▸ **DATA LISTING**:
PR #158, opened 2023-06-04
add e2e test for journal

nathanosdev:


src/frontend/src/form.jsx
```diff
@@ -64,6 +64,7 @@ export const Form = ({postId = null, comment, realmArg = "", expanded, submitCal
             };
             await submitCallback(value, blobArrays, extension, realm);
             setValue("");
+            clearTimeout(choresTimer);
```
taggrx, line 67: Oh! Interesting! was it a leak actually? Or what happens to a timer when the view is destroyed?

taggrx (approved):

src/frontend/src/form.jsx
nathanosdev: The timer is independent of the view since it's already sitting somewhere on the JavaScript event loop, so what happens here is the value of the input was set to the local storage after the post was already saved. So when the tests were creating multiple posts in a row, _sometimes_ the previous post content would be still in the `textarea` for creating a new post. It can only happen if you're really, really quick though (like the e2e tests) 😄 I don't think any human user could possibly run into this issue.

▸ **TASK BRIEF**: In the entries above, find each line with "what" and copy it.

▸ **RESPONSE TO THE EXERCISE**:
taggrx, line 67: Oh! Interesting! was it a leak actually? Or what happens to a timer when the view is destroyed?
nathanosdev: The timer is independent of the view since it's already sitting somewhere on the JavaScript event loop, so what happens here is the value of the input was set to the local storage after the post was already saved. So when the tests were creating multiple posts in a row, _sometimes_ the previous post content would be still in the `textarea` for creating a new post. It can only happen if you're really, really quick though (like the e2e tests) 😄 I don't think any human user could possibly run into this issue.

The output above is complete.